=== Begin Enclosure ===
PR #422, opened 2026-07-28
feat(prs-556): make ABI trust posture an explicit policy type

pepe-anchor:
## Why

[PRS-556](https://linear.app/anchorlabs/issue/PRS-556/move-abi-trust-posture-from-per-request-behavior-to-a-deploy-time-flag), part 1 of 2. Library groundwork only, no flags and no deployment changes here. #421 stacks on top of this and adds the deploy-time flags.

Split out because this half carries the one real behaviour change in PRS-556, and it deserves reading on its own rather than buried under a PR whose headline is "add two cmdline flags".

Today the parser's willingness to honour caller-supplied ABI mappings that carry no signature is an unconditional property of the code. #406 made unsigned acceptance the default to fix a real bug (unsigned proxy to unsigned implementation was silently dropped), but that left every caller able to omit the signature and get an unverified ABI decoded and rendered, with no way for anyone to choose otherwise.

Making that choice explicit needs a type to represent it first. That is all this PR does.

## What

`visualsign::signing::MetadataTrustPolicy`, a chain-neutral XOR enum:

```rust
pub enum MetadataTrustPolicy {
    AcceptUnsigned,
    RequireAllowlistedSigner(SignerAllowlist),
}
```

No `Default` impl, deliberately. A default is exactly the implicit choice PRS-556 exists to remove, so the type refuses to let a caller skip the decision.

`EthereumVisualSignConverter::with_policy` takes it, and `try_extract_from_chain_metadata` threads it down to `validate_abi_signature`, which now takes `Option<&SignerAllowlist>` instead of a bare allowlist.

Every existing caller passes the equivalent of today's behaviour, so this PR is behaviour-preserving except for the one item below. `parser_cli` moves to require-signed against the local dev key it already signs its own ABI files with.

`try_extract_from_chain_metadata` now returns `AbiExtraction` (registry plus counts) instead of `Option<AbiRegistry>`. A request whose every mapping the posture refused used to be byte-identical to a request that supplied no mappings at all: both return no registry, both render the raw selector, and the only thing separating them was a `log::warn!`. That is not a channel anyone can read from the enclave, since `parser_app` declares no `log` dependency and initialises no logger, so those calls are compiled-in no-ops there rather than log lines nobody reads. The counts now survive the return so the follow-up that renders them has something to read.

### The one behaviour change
=== End Enclosure ===
=== Begin Enclosure ===
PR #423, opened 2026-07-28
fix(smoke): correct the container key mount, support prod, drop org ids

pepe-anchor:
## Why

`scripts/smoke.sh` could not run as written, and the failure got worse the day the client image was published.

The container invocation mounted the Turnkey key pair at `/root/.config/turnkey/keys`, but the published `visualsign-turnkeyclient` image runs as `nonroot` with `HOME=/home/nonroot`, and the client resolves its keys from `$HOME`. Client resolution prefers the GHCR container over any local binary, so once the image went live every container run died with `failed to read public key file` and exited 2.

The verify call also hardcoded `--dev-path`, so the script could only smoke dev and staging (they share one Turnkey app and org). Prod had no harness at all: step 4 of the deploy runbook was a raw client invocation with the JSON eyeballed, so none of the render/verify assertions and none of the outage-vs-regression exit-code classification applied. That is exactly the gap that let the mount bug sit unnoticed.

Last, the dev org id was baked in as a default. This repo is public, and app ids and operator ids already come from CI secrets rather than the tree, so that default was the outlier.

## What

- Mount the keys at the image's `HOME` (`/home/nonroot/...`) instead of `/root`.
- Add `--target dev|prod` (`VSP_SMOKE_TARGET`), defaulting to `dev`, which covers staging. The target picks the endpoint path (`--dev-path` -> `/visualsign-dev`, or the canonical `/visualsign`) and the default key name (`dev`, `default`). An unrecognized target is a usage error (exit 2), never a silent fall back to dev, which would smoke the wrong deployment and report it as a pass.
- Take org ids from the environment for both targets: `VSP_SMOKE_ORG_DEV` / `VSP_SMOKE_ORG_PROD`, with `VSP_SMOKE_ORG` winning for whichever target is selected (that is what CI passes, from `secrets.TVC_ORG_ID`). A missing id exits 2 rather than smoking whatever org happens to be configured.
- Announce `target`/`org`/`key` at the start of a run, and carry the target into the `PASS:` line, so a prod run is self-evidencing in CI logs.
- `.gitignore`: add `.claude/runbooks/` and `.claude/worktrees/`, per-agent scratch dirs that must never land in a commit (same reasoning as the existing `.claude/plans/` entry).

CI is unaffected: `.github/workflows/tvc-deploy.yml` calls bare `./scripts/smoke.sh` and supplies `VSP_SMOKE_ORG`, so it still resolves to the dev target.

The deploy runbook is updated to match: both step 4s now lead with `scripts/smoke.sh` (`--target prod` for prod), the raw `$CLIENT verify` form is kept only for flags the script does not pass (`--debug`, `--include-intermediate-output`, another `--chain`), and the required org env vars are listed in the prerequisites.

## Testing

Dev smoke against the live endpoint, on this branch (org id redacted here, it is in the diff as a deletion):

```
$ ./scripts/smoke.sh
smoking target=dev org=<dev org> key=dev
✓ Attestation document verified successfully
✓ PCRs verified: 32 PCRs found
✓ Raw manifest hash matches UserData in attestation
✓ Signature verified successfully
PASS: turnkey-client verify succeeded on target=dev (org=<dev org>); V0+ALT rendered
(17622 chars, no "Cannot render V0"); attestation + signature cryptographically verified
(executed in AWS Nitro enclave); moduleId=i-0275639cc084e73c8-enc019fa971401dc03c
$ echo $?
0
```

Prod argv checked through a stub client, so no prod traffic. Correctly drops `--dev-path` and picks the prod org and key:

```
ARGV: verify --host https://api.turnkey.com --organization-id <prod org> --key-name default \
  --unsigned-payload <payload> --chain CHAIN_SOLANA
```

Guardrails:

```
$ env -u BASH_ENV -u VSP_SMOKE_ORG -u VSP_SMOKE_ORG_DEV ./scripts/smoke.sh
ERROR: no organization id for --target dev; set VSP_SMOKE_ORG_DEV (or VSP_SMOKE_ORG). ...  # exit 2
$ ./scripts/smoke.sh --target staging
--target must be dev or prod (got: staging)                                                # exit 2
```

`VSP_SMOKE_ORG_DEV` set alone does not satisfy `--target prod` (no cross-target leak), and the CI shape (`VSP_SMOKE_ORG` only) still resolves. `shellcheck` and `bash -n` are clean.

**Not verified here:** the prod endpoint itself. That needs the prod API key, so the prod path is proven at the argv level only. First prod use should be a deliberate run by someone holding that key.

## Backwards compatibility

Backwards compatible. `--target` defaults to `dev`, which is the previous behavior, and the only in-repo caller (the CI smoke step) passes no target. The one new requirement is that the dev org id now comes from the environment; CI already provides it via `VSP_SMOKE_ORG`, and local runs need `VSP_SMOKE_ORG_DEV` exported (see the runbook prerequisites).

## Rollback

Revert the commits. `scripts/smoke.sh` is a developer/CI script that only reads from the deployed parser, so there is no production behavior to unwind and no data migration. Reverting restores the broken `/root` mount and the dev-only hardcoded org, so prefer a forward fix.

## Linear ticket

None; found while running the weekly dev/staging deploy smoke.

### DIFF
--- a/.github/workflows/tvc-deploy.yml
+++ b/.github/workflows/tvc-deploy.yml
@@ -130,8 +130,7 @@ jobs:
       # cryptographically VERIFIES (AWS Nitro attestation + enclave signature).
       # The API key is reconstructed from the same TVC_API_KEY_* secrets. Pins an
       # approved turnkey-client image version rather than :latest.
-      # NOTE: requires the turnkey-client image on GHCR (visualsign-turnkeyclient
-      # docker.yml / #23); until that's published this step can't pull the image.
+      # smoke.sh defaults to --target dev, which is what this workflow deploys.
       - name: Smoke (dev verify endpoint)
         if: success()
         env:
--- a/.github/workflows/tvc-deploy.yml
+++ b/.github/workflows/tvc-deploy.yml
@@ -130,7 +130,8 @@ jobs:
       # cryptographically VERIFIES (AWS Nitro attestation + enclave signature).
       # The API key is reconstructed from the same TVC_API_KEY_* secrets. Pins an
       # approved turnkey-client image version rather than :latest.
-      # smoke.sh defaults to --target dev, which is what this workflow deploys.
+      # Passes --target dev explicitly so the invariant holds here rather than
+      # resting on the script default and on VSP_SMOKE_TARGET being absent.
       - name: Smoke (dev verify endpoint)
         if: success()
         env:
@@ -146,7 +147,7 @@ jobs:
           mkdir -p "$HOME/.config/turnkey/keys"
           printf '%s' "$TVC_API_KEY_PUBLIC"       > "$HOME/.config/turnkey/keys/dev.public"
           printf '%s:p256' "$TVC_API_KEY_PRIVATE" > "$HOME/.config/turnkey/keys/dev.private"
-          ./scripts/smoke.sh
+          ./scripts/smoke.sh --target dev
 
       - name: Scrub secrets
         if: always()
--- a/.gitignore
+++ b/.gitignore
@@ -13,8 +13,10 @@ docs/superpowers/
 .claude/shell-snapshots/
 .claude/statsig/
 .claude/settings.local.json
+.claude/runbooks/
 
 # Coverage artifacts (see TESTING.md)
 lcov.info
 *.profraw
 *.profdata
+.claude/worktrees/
=== End Enclosure ===
## GOAL OF THE EXERCISE
Among the entries above, the line containing "PR #422, opened 2026-07-28", the line containing "Today the parser's", and all lines between them are to be restated word for word; nothing else belongs in the reply.

## EXERCISE RESULT
PR #422, opened 2026-07-28
feat(prs-556): make ABI trust posture an explicit policy type

pepe-anchor:
## Why

[PRS-556](https://linear.app/anchorlabs/issue/PRS-556/move-abi-trust-posture-from-per-request-behavior-to-a-deploy-time-flag), part 1 of 2. Library groundwork only, no flags and no deployment changes here. #421 stacks on top of this and adds the deploy-time flags.

Split out because this half carries the one real behaviour change in PRS-556, and it deserves reading on its own rather than buried under a PR whose headline is "add two cmdline flags".

Today the parser's willingness to honour caller-supplied ABI mappings that carry no signature is an unconditional property of the code. #406 made unsigned acceptance the default to fix a real bug (unsigned proxy to unsigned implementation was silently dropped), but that left every caller able to omit the signature and get an unverified ABI decoded and rendered, with no way for anyone to choose otherwise.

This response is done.